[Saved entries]
┌────────

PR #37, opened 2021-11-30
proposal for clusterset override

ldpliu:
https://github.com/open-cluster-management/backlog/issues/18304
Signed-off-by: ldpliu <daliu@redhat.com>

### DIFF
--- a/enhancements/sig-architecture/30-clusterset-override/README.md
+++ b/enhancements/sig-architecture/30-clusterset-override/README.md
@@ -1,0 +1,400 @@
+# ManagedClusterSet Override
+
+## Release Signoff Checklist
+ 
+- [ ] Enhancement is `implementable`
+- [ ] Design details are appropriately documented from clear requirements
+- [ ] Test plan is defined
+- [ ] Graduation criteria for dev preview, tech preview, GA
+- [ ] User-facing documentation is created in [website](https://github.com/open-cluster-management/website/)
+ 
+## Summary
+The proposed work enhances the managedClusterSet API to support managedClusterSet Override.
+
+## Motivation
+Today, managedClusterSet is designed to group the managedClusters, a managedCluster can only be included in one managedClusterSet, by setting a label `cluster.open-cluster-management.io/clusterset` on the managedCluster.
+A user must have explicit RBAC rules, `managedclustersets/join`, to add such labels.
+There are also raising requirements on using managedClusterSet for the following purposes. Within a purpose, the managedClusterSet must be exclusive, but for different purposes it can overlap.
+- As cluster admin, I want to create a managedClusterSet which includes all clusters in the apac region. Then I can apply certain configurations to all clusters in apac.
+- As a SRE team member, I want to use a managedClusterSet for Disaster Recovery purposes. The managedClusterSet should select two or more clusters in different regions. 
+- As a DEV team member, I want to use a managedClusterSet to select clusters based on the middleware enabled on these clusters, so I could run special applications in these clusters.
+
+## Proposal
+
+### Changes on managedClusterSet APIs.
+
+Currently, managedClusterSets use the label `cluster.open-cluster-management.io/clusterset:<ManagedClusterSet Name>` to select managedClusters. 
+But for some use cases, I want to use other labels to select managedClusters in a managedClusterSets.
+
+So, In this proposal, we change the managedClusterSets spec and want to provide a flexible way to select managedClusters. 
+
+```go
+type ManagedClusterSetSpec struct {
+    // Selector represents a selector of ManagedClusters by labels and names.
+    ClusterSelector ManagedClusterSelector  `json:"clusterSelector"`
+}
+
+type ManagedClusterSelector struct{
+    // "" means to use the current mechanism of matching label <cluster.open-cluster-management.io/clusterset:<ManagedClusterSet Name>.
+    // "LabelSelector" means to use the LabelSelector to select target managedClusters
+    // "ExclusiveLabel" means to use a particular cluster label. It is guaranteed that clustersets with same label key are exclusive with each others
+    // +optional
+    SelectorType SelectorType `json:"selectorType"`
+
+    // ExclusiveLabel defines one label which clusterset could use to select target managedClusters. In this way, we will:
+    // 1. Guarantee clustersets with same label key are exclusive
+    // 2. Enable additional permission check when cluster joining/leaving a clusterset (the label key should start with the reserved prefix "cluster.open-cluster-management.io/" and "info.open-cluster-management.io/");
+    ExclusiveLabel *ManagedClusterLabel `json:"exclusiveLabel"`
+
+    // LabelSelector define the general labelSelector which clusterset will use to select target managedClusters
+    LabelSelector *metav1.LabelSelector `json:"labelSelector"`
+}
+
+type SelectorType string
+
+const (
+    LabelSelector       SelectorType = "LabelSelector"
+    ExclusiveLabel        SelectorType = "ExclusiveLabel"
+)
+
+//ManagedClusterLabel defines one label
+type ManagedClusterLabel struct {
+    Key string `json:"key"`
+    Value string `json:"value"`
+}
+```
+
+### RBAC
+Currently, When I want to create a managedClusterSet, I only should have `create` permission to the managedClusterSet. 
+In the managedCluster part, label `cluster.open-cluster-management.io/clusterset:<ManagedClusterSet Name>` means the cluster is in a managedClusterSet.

└────────

Activity: Which lines of the records contain "this"? Show each of them.

Reply:
+So, In this proposal, we change the managedClusterSets spec and want to provide a flexible way to select managedClusters. 
+    // ExclusiveLabel defines one label which clusterset could use to select target managedClusters. In this way, we will:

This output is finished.